Her words sounded like the echo of my own an hour before.

'You haven't the experience,' she continued, 'you don't

know that milieu. You can scarcely string two sentences together at my bridge teas, what are you going to say to all his friends? The Manderley parties were famous when she was alive. Of course he's told you all about them?'

I hesitated, but she went on, thank heaven, not waiting for my answer.
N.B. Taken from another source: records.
PR #854, opened 2025-09-02
config/session-management.md: dumb_runtime_dir and pam_rundir

DonPiotr:
Use of dumb_runtime_dir or pam_rundir with seatd as alternative to manual approach for XDG_RUNTIME_DIR.

It is needed. If you don't like my form, please put it in some form you like. ;-)

Thx

### DIFF
--- a/src/config/session-management.md
+++ b/src/config/session-management.md
@@ -85,6 +85,17 @@ user-specific runtime files.
 Install [elogind](#elogind) or [turnstile](#turnstile) as your session manager
 to automatically set up `XDG_RUNTIME_DIR`.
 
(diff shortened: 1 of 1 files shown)


src/config/session-management.md
```diff
@@ -85,6 +85,17 @@ user-specific runtime files.
 Install [elogind](#elogind) or [turnstile](#turnstile) as your session manager
 to automatically set up `XDG_RUNTIME_DIR`.
 
+If using [seatd](#seatd), you can consider those two options:
```
classabbyamp, line 88: turnstile can also be used with seatd

PR #876, opened 2025-12-20
src/config/rc-files.md: add core-services

jastintime:
This adds documentation on `/etc/core-services`.

This feels like the correct place for this addition, please let me know if it belongs elsewhere.

https://github.com/void-linux/void-runit/issues/23#issuecomment-1506310606 Is where I found this information and I felt it would be better to have it in the handbook.


classabbyamp:
(added oxford commas, a couple clarifications about how and when core-services runs)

'Naturally one wants you to be happy, and I grant you he's a very attractive creature but - well, I'm sorry; and personally I think you are making a big mistake - one you will bitterly regret.'

She put down the box of powder, and looked at me over her shoulder. Perhaps she was being sincere at last, but I did not want that sort of honesty. I did not say anything. I looked sullen, perhaps, for she shrugged her shoulders and wandered to the looking-glass, straightening her little mushroom hat. I was glad she was going, glad I should not see her again. I grudged the months I had spent with her, employed by her, taking her money, trotting in her wake like a shadow, drab and dumb. Of course I was inexperienced, of course I was idiotic, shy, and young. I knew all that. She did not have to tell me. I suppose her attitude was deliberate, and for some odd feminine reason she resented this marriage; her scale of values had received a shock.

Well, I would not care, I would forget her and her barbed words. A new confidence had been born in me when I burnt that page and scattered the fragments. The past would not exist for either of us; we were starting afresh, he and I. The past had blown away like the ashes in the waste-paper basket. I was going to be Mrs de Winter. I was going to live at Manderley. Soon she would be gone, rattling alone in the wagon-lit without me, and he and I would be together in the dining-room of the hotel, lunching at the same table, planning the future. The brink of a big adventure. Perhaps, once she had gone, he would talk to me at last, about loving me, about being happy. Up to now there had been no time, and anyway those things are not easily said, they must wait their moment. I looked up, and caught her reflection in the looking-glass. She was watching me, a little tolerant smile on her lips. I thought she was going to be generous after all, hold out her hand and wish me luck, give

me encouragement and tell me that everything was going to be all right. But she went on smiling, twisting a stray hair into place beneath her hat.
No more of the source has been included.